Goal of the exercise:
Transcribe, without alteration, only the lines from the one containing "Re-requesting due to" through the last line of the material, both ends included.
[Listed records — start]
PR #5702, opened 2023-10-17
SEAB-5780: Ensure Workflow Run RO-Crate compatibility

hyunnaye:
**Description**
This PR adds a test to ensure that a workflow run RO-crate works with our `RunExecution` object. 
This is the first step where we put the whole JSON into the `additionalProperties` field in our `RunExecution` object. After, we will need to figure out how to process these json files to fetch the fields we want (ex. cpu data). 

I created a follow up ticket for the next step, which is to process these json files to get our desired fields. https://ucsc-cgl.atlassian.net/jira/software/c/projects/SEAB/issues/SEAB-5976

**Review Instructions**
Review that the test pass

**Issue**
https://ucsc-cgl.atlassian.net/browse/SEAB-5780

**Security and Privacy**

e.g. Does this change...
* Encryption features?


dockstore-integration-testing/src/test/java/io/dockstore/client/cli/ExtendedMetricsTRSOpenApiIT.java
```diff
@@ -702,4 +737,21 @@ public static List<RunExecution> createRunExecutions(int numberOfExecutions) {
         }
         return executions;
     }
+
+    public List<RunExecution> convertROCrateToRunExecution(String roCratePath) throws IOException {
```
coverbeck, line 741: This is, as I understand, verifying that test code can read an ROCrate and convert it, but it's not testing any actual web service code. If it's a step towards SEAB-5976, that's fine, but just to clarify -- it's testing the test code itself, not any "actual" code, right?

dockstore-integration-testing/src/test/java/io/dockstore/client/cli/ExtendedMetricsTRSOpenApiIT.java
```diff
@@ -702,4 +737,21 @@ public static List<RunExecution> createRunExecutions(int numberOfExecutions) {
...
+            String roCrate = new String(Files.readAllBytes(Paths.get(roCratePath)));
+            Map<String, Object> map = GSON.fromJson(roCrate, Map.class);
+            RunExecution execution = new RunExecution();
+            execution.setExecutionStatus(RunExecution.ExecutionStatusEnum.SUCCESSFUL);
+            execution.setDateExecuted(Instant.now().toString());
+            execution.setAdditionalProperties(map);
+            runExecutions.add(execution);
+            return runExecutions;
+        } catch (IOException ex) {
+            System.out.println(ex.getMessage());
```
coverbeck, line 753: It would be better to use the Logger and pass the exception itself as an argument -- that way the stack trace gets logged if we need to figure out what went wrong.

dockstore-integration-testing/src/test/java/io/dockstore/client/cli/ExtendedMetricsTRSOpenApiIT.java
```diff
@@ -702,4 +737,21 @@ public static List<RunExecution> createRunExecutions(int numberOfExecutions) {
...
+            throw new IOException();
```
coverbeck, line 754: You should `throw ex`, or at least `throw new IOException(ex)`.

dockstore-integration-testing/src/test/java/io/dockstore/client/cli/ExtendedMetricsTRSOpenApiIT.java
hyunnaye: Yes, so this function reads and converts the ROCrate. Then, our new test function `testROCrateToRunExecution()` is testing that the new `RunExecution` object can be posted onto S3 and then retrieved back.

dockstore-integration-testing/src/test/java/io/dockstore/client/cli/ExtendedMetricsTRSOpenApiIT.java
```diff
@@ -79,12 +79,16 @@
...
+import java.nio.file.Files;
+import java.nio.file.Paths;
 import java.time.Instant;
 import java.util.ArrayList;
 import java.util.List;
 import java.util.Map;
 import java.util.Optional;
+
 import org.apache.http.HttpStatus;
+import org.jline.utils.Log;
```
kathy-t, line 91: For the logger, we usually use `org.slf4j.Logger;`. An example declaration is https://github.com/dockstore/dockstore/blob/ce1911f8e5d0a9bc7713100eff39a97e9951f6a9/dockstore-webservice/src/main/java/io/dockstore/webservice/helpers/SourceFileHelper.java#L32

dockstore-integration-testing/src/test/java/io/dockstore/client/cli/ExtendedMetricsTRSOpenApiIT.java
```diff
@@ -702,4 +739,21 @@ public static List<RunExecution> createRunExecutions(int numberOfExecutions) {
...
+            Map<String, Object> map = GSON.fromJson(roCrate, Map.class);
+            RunExecution execution = new RunExecution();
+            execution.setExecutionStatus(RunExecution.ExecutionStatusEnum.SUCCESSFUL);
+            execution.setDateExecuted(Instant.now().toString());
+            execution.setAdditionalProperties(map);
+            runExecutions.add(execution);
+            return runExecutions;
+        } catch (IOException ex) {
+            Log.error(ex.getMessage());
+            throw ex;
```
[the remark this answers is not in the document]
coverbeck: Agreed with Kathy's comment, and ignore my previous comment; I'd overlooked this was a test.

coverbeck (approved):

svonworl (approved):

kathy-t (approved):

dockstore-integration-testing/src/test/java/io/dockstore/client/cli/ExtendedMetricsTRSOpenApiIT.java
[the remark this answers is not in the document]
kathy-t: Alternatively, you could skip catching the `IOException` and just let the function throw, which would automatically fail the test :grin:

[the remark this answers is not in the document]
hyunnaye: Removed the try/catch block to let the function throw

Issue #5467, opened 2023-04-17
Remove deprecated Entry author and email fields


kathy-t:
**Is your feature request related to a problem? Please describe.**
PR https://github.com/dockstore/dockstore/pull/5461 deprecates the `author` and `email` fields of the `Entry` object in favour of `authors`, which contains author names and emails.

We should remove all usages of Entry `author` and `email` in the UI and webservice and drop those columns.

Notably, in the webservice, remove the usage of `author` [here](https://github.com/dockstore/dockstore/blob/c7cc38bc330cd9b66bbb7fe29183eab46eb75a33/dockstore-webservice/src/main/java/io/dockstore/webservice/jdbi/EntryDAO.java#L343) and [here](https://github.com/dockstore/dockstore/blob/c7cc38bc330cd9b66bbb7fe29183eab46eb75a33/dockstore-webservice/src/main/java/io/dockstore/webservice/jdbi/ToolDAO.java#L219). Double check to see if there are other usages of Entry `author` and `email` in the webservice and remove those too.

**Describe the solution you'd like**
Remove deprecated Entry `author` and `email` fields and drop those columns.

**Describe alternatives you've considered**

**Additional context**
Follow-up work from this PR https://github.com/dockstore/dockstore/pull/5461 that deprecates the `author` and `email` fields.

PR #5706, opened 2023-10-18
DOCK-2376: remove deprecated author and email field in Entry

hyunnaye:
**Description**
This PR removes all mentions of the deprecrated `author` and `email` fields of Entry and deletes those columns.

**Review Instructions**
Review that the tests pass and the entry tables do not have the columns `author` and `email`.

**Issue**
https://ucsc-cgl.atlassian.net/browse/DOCK-2376
https://github.com/dockstore/dockstore/issues/5467

**Security and Privacy**
None known


dockstore-webservice/src/main/java/io/dockstore/webservice/jdbi/EntryDAO.java
```diff
@@ -467,7 +466,7 @@ public List<T> filterTrsToolsGet(DescriptorLanguage descriptorLanguage, String r
 
         final HibernateCriteriaBuilder cb = currentSession().getCriteriaBuilder();
         final JpaCriteriaQuery<T> q = cb.createQuery(typeOfT);
-        final Root<T> tRoot = generatePredicate(descriptorLanguage, registry, organization, name, toolname, description, author, checker, cb, q);
```
coverbeck, line 470: This will be removing functionality from this method, as it's now ignoring the `author` parameter from line 466/465.

Can you add the `author` parameter back to `generatePredicate`, and have it query against the new location for the author?

dockstore-webservice/src/main/resources/migrations.1.15.0.xml
```diff
@@ -283,4 +283,19 @@
             </column>
         </addColumn>
     </changeSet>
+    <changeSet author="hyunnnaye" id="removeAuthorAndEmailInEntry">
+        <sql dbms="postgresql">
+            /* delete author and email column in an entry */
```
coverbeck, line 288: I believe this is OK, but just to confirm, no data will be lost this way, right? The previous data was copied, and no new values have been put in these columns?

coverbeck (commented):
If you haven't, can you please double-check that the CLI and the UI don't rely on the deprecated fields?

dockstore-webservice/src/main/resources/migrations.1.15.0.xml
kathy-t: I believe the entry author and email were originally set using the `VersionMetadata` author and email since it's [synced from the default version](https://github.com/dockstore/dockstore/blob/8dc701e48b6ee401b7ef8fc069e20fb723a18cff/dockstore-webservice/src/main/java/io/dockstore/webservice/core/Entry.java#L465-L470). The previous data was copied in https://github.com/dockstore/dockstore/pull/4200 when the authors and emails were migrated from `VersionMetadata` to `Authors`, so it should be okay to drop the entry columns.

I don't think there are any new values in the columns because the `Entry.setAuthor()` function isn't used anywhere

dockstore-webservice/src/main/java/io/dockstore/webservice/jdbi/EntryDAO.java
kathy-t: I realized that my ticket description was not very clear on that part :sweat_smile:, but ditto on what Charles said - we should be querying from the new `authors` location instead

dockstore-webservice/src/main/java/io/dockstore/webservice/core/Entry.java
```diff
@@ -428,16 +409,6 @@ public void setCheckerWorkflow(BioWorkflow checkerWorkflow) {
         this.checkerWorkflow = checkerWorkflow;
     }
 
-    /**
-     * @deprecated since 1.14.0. Use getAuthors instead.
-     */
-    @JsonProperty
-    @Deprecated(since = "1.14.0")
-    public String getAuthor() {
```
kathy-t, line 436: Do you have a UI PR to go along with this? Removing this will break the UI since there's still some usage of author/email there (should double check). See description of https://github.com/dockstore/dockstore-ui2/pull/1755

dockstore-webservice/src/main/resources/migrations.1.15.0.xml
kathy-t, line 288: For comments, use `<!-- your comment -->` or `<comment>your comment</comment>`

dockstore-webservice/src/main/resources/migrations.1.15.0.xml
```diff
@@ -283,4 +283,19 @@
...
+            ALTER TABLE workflow DROP COLUMN author;
```
kathy-t, line 289: This looks like you wrote it yourself, just FYI for the future, you can use the [propose_migrations.sh script](https://github.com/dockstore/dockstore/blob/8dc701e48b6ee401b7ef8fc069e20fb723a18cff/propose_migration.sh) to automatically generate migrations based on the JPA changes you made, i.e. it'll see you removed the author and email fields in several classes and generate a migration for it. Here's a wiki page on it https://wiki.oicr.on.ca/display/DOC/Database+Migrations

denis-yuen:
FYI @denis-yuen for planning

dockstore-webservice/src/main/java/io/dockstore/webservice/jdbi/EntryDAO.java
denis-yuen: Note for self:
>> The tricky part is that the criteria query  entry.get("author") on a line like [this](https://github.com/dockstore/dockstore/blob/12b51f184c6651d99dcb1028b587e6d2450585d4/dockstore-webservice/src/main/java/io/dockstore/webservice/jdbi/EntryDAO.java#L414) no longer exists once the author column is removed, so we need replace it with authors which is our new way of tracking authors. The issue is that entry.get("authors") doesn't work because authors is a set, which is stored in another table in the database. I can't seem to figure out how to get the list of authors for an entry using the [JPA Criteria Queries](https://www.baeldung.com/hibernate-criteria-queries).

denis-yuen:
FYI, I cannot request a proper review @hyunnaye since you opened the PR originally, but may as well do a "comment" review

dockstore-webservice/src/main/java/io/dockstore/webservice/jdbi/EntryDAO.java
```diff
@@ -498,4 +514,11 @@ protected Predicate getWorkflowPredicate(DescriptorLanguage descriptorLanguage,
         }
         return predicate;
     }
+
+    static Predicate addAuthorClauseToCriteriaBuilder(CriteriaBuilder cb, Root<?> entryRoot, Subquery<Author> subQuery) {
+        Root<Author> authorRoot = subQuery.from(Author.class);
+        final Predicate notEmpty = cb.isNotNull(
+                subQuery.select(authorRoot).where(cb.and(cb.equal(authorRoot.get("versionid"), entryRoot.get("actualDefaultVersion")))));
+        return cb.and(cb.isNotNull(entryRoot.get("actualDefaultVersion")), notEmpty);
```
coverbeck, line 522: Why is the query for authors limited to the `actualDefaultVersion`? Is it because all the other filters are against workflow-level properties, but there is no workflow level property for authors?

coverbeck (commented):
Impressive work, but I left a couple of questions  in the comments that I wanted to understand around before approving.

dockstore-webservice/src/main/java/io/dockstore/webservice/core/Author.java
```diff
@@ -56,6 +56,9 @@ public class Author implements Serializable {
     @ApiModelProperty(value = "Email of the author")
     private String email;
 
+    @Column(insertable = false, updatable = false, nullable = false)
```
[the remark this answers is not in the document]
denis-yuen: Yup, think it is managed in JPA 
https://github.com/dockstore/dockstore/blob/develop/dockstore-webservice/src/main/java/io/dockstore/webservice/core/Version.java#L208

And yeah, need it for the criteria query

dockstore-webservice/src/main/java/io/dockstore/webservice/jdbi/EntryDAO.java
denis-yuen: Yes, so authors could vary between workflow versions. I think to be consistent with old behaviour, we're just checking one of the versions (the default version)

denis-yuen: (assuming comment at https://github.com/dockstore/dockstore/pull/5706/files#diff-094b77f6c978c409e40b34fa5772f27ebf91e45fc3f0496745056ef1eb6f6d1eL167 is correct)

kathy-t: > there is no workflow level property for authors?

Technically, we surface an entry-level authors property that is the default version's authors https://github.com/dockstore/dockstore/blob/83095ae11cd2b8f5f519c4b32689190f3855d09f/dockstore-webservice/src/main/java/io/dockstore/webservice/core/Entry.java#L900-L906

svonworl (approved):

kathy-t (approved):

denis-yuen:
See https://ucsc-cgl.atlassian.net/browse/SEAB-6083 for more info on how we proceed
i.e. we're deleting the DB columns now, but leaving in the workarounds for one more release but changing the CLI and UI to avoid them in 1.15 (while keeping compatibility with 1.14 cli)

denis-yuen:
Re-requesting due to new compromise, see above comment

coverbeck (approved):

kathy-t (approved):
[Listed records — finish]
Exercise answer:
Re-requesting due to new compromise, see above comment

coverbeck (approved):

kathy-t (approved):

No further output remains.